Task prompt =
The records below need retyping in full; give them again exactly.

Stored items:
⁂
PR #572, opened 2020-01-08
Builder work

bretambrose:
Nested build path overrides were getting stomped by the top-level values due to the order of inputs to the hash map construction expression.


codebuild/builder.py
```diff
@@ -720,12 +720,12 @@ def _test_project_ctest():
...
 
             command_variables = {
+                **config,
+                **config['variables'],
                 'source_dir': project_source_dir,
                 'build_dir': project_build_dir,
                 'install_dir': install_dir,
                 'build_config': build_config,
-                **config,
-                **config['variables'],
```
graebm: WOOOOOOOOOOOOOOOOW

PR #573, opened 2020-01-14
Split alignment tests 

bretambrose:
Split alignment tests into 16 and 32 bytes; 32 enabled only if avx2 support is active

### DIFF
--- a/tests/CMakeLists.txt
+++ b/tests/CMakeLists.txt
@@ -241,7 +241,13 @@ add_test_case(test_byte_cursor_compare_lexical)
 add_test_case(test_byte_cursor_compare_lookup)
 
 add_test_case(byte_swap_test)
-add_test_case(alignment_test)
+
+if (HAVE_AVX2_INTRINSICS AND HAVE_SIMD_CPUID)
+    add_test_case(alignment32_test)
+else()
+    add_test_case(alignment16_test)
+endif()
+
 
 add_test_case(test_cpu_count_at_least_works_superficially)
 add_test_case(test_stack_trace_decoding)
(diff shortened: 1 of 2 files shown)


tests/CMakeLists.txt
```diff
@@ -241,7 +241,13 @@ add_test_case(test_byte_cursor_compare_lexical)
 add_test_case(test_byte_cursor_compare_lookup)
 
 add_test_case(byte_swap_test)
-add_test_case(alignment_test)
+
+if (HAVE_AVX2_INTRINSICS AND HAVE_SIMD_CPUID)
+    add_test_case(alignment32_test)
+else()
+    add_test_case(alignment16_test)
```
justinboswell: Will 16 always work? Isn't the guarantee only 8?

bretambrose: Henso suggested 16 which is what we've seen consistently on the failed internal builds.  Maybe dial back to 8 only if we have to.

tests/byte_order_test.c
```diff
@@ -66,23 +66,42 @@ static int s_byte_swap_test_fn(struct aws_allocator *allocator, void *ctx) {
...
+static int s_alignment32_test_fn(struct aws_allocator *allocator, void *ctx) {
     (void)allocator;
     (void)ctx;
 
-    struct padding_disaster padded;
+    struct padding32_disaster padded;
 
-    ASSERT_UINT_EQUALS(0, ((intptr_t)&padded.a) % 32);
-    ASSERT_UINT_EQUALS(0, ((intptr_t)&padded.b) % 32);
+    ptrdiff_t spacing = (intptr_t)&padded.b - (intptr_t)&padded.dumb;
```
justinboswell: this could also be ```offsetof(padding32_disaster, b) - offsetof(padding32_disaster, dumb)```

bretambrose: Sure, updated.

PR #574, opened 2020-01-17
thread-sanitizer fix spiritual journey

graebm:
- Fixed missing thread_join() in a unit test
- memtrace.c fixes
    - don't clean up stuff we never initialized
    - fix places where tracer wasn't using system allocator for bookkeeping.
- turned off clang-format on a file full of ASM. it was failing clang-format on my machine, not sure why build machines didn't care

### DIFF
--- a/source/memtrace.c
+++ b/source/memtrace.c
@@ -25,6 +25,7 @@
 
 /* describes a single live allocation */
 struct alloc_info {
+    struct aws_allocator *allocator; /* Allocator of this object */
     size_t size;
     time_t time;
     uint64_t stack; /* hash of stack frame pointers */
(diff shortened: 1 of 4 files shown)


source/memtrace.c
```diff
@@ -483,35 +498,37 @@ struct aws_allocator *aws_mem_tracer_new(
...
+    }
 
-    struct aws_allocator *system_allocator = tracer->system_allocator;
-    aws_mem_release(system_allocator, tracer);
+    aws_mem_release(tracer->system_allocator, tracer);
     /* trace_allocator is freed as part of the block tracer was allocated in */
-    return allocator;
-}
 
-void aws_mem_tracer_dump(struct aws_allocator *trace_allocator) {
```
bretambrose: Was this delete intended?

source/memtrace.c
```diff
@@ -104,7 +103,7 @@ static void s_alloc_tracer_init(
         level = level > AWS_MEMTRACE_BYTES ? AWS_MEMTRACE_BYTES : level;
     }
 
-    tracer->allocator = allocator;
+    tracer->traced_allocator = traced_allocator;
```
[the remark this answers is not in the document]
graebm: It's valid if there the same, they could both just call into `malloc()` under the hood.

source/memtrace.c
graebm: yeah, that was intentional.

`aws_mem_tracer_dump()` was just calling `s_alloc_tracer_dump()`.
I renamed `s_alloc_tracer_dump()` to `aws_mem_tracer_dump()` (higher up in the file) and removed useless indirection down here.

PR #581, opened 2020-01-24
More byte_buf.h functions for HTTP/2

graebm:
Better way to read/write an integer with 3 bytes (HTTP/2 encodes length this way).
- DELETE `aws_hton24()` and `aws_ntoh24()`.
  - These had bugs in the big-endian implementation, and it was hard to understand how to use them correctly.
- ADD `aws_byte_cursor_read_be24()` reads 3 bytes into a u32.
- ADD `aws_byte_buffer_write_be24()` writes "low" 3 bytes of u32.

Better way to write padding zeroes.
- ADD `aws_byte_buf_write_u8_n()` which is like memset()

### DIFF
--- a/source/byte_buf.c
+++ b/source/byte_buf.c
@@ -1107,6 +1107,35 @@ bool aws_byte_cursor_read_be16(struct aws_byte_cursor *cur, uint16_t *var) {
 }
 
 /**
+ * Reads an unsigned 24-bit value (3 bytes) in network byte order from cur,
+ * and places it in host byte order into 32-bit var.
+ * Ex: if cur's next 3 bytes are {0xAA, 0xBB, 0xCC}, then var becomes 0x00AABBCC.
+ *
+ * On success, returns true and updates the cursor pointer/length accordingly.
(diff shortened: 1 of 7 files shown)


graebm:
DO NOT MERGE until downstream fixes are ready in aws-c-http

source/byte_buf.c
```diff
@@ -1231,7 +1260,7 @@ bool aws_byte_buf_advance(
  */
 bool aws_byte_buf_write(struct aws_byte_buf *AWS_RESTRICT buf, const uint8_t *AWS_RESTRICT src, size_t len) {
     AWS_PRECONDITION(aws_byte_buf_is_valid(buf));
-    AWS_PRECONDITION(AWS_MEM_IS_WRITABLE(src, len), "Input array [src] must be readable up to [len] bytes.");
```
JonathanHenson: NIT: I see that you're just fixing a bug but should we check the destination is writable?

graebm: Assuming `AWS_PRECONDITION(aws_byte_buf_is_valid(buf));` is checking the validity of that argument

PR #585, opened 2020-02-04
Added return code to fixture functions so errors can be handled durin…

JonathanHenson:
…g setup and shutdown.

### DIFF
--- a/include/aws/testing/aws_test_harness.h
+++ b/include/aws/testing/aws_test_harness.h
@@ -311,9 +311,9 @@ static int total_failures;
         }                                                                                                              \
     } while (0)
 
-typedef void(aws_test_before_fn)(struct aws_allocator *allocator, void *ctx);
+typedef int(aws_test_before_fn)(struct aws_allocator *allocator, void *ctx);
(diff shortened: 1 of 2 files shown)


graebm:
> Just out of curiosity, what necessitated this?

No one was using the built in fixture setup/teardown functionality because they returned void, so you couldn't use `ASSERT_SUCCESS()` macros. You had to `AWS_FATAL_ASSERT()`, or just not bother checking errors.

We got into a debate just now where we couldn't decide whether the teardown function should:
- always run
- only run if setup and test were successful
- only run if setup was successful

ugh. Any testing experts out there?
⁂
Answer box =
PR #572, opened 2020-01-08
Builder work

bretambrose:
Nested build path overrides were getting stomped by the top-level values due to the order of inputs to the hash map construction expression.


codebuild/builder.py
```diff
@@ -720,12 +720,12 @@ def _test_project_ctest():
...
 
             command_variables = {
+                **config,
+                **config['variables'],
                 'source_dir': project_source_dir,
                 'build_dir': project_build_dir,
                 'install_dir': install_dir,
                 'build_config': build_config,
-                **config,
-                **config['variables'],
```
graebm: WOOOOOOOOOOOOOOOOW

PR #573, opened 2020-01-14
Split alignment tests 

bretambrose:
Split alignment tests into 16 and 32 bytes; 32 enabled only if avx2 support is active

### DIFF
--- a/tests/CMakeLists.txt
+++ b/tests/CMakeLists.txt
@@ -241,7 +241,13 @@ add_test_case(test_byte_cursor_compare_lexical)
 add_test_case(test_byte_cursor_compare_lookup)
 
 add_test_case(byte_swap_test)
-add_test_case(alignment_test)
+
+if (HAVE_AVX2_INTRINSICS AND HAVE_SIMD_CPUID)
+    add_test_case(alignment32_test)
+else()
+    add_test_case(alignment16_test)
+endif()
+
 
 add_test_case(test_cpu_count_at_least_works_superficially)
 add_test_case(test_stack_trace_decoding)
(diff shortened: 1 of 2 files shown)


tests/CMakeLists.txt
```diff
@@ -241,7 +241,13 @@ add_test_case(test_byte_cursor_compare_lexical)
 add_test_case(test_byte_cursor_compare_lookup)
 
 add_test_case(byte_swap_test)
-add_test_case(alignment_test)
+
+if (HAVE_AVX2_INTRINSICS AND HAVE_SIMD_CPUID)
+    add_test_case(alignment32_test)
+else()
+    add_test_case(alignment16_test)
```
justinboswell: Will 16 always work? Isn't the guarantee only 8?

bretambrose: Henso suggested 16 which is what we've seen consistently on the failed internal builds.  Maybe dial back to 8 only if we have to.

tests/byte_order_test.c
```diff
@@ -66,23 +66,42 @@ static int s_byte_swap_test_fn(struct aws_allocator *allocator, void *ctx) {
...
+static int s_alignment32_test_fn(struct aws_allocator *allocator, void *ctx) {
     (void)allocator;
     (void)ctx;
 
-    struct padding_disaster padded;
+    struct padding32_disaster padded;
 
-    ASSERT_UINT_EQUALS(0, ((intptr_t)&padded.a) % 32);
-    ASSERT_UINT_EQUALS(0, ((intptr_t)&padded.b) % 32);
+    ptrdiff_t spacing = (intptr_t)&padded.b - (intptr_t)&padded.dumb;
```
justinboswell: this could also be ```offsetof(padding32_disaster, b) - offsetof(padding32_disaster, dumb)```

bretambrose: Sure, updated.

PR #574, opened 2020-01-17
thread-sanitizer fix spiritual journey

graebm:
- Fixed missing thread_join() in a unit test
- memtrace.c fixes
    - don't clean up stuff we never initialized
    - fix places where tracer wasn't using system allocator for bookkeeping.
- turned off clang-format on a file full of ASM. it was failing clang-format on my machine, not sure why build machines didn't care

### DIFF
--- a/source/memtrace.c
+++ b/source/memtrace.c
@@ -25,6 +25,7 @@
 
 /* describes a single live allocation */
 struct alloc_info {
+    struct aws_allocator *allocator; /* Allocator of this object */
     size_t size;
     time_t time;
     uint64_t stack; /* hash of stack frame pointers */
(diff shortened: 1 of 4 files shown)


source/memtrace.c
```diff
@@ -483,35 +498,37 @@ struct aws_allocator *aws_mem_tracer_new(
...
+    }
 
-    struct aws_allocator *system_allocator = tracer->system_allocator;
-    aws_mem_release(system_allocator, tracer);
+    aws_mem_release(tracer->system_allocator, tracer);
     /* trace_allocator is freed as part of the block tracer was allocated in */
-    return allocator;
-}
 
-void aws_mem_tracer_dump(struct aws_allocator *trace_allocator) {
```
bretambrose: Was this delete intended?

source/memtrace.c
```diff
@@ -104,7 +103,7 @@ static void s_alloc_tracer_init(
         level = level > AWS_MEMTRACE_BYTES ? AWS_MEMTRACE_BYTES : level;
     }
 
-    tracer->allocator = allocator;
+    tracer->traced_allocator = traced_allocator;
```
[the remark this answers is not in the document]
graebm: It's valid if there the same, they could both just call into `malloc()` under the hood.

source/memtrace.c
graebm: yeah, that was intentional.

`aws_mem_tracer_dump()` was just calling `s_alloc_tracer_dump()`.
I renamed `s_alloc_tracer_dump()` to `aws_mem_tracer_dump()` (higher up in the file) and removed useless indirection down here.

PR #581, opened 2020-01-24
More byte_buf.h functions for HTTP/2

graebm:
Better way to read/write an integer with 3 bytes (HTTP/2 encodes length this way).
- DELETE `aws_hton24()` and `aws_ntoh24()`.
  - These had bugs in the big-endian implementation, and it was hard to understand how to use them correctly.
- ADD `aws_byte_cursor_read_be24()` reads 3 bytes into a u32.
- ADD `aws_byte_buffer_write_be24()` writes "low" 3 bytes of u32.

Better way to write padding zeroes.
- ADD `aws_byte_buf_write_u8_n()` which is like memset()

### DIFF
--- a/source/byte_buf.c
+++ b/source/byte_buf.c
@@ -1107,6 +1107,35 @@ bool aws_byte_cursor_read_be16(struct aws_byte_cursor *cur, uint16_t *var) {
 }
 
 /**
+ * Reads an unsigned 24-bit value (3 bytes) in network byte order from cur,
+ * and places it in host byte order into 32-bit var.
+ * Ex: if cur's next 3 bytes are {0xAA, 0xBB, 0xCC}, then var becomes 0x00AABBCC.
+ *
+ * On success, returns true and updates the cursor pointer/length accordingly.
(diff shortened: 1 of 7 files shown)


graebm:
DO NOT MERGE until downstream fixes are ready in aws-c-http

source/byte_buf.c
```diff
@@ -1231,7 +1260,7 @@ bool aws_byte_buf_advance(
  */
 bool aws_byte_buf_write(struct aws_byte_buf *AWS_RESTRICT buf, const uint8_t *AWS_RESTRICT src, size_t len) {
     AWS_PRECONDITION(aws_byte_buf_is_valid(buf));
-    AWS_PRECONDITION(AWS_MEM_IS_WRITABLE(src, len), "Input array [src] must be readable up to [len] bytes.");
```
JonathanHenson: NIT: I see that you're just fixing a bug but should we check the destination is writable?

graebm: Assuming `AWS_PRECONDITION(aws_byte_buf_is_valid(buf));` is checking the validity of that argument

PR #585, opened 2020-02-04
Added return code to fixture functions so errors can be handled durin…

JonathanHenson:
…g setup and shutdown.

### DIFF
--- a/include/aws/testing/aws_test_harness.h
+++ b/include/aws/testing/aws_test_harness.h
@@ -311,9 +311,9 @@ static int total_failures;
         }                                                                                                              \
     } while (0)
 
-typedef void(aws_test_before_fn)(struct aws_allocator *allocator, void *ctx);
+typedef int(aws_test_before_fn)(struct aws_allocator *allocator, void *ctx);
(diff shortened: 1 of 2 files shown)


graebm:
> Just out of curiosity, what necessitated this?

No one was using the built in fixture setup/teardown functionality because they returned void, so you couldn't use `ASSERT_SUCCESS()` macros. You had to `AWS_FATAL_ASSERT()`, or just not bother checking errors.

We got into a debate just now where we couldn't decide whether the teardown function should:
- always run
- only run if setup and test were successful
- only run if setup was successful

ugh. Any testing experts out there?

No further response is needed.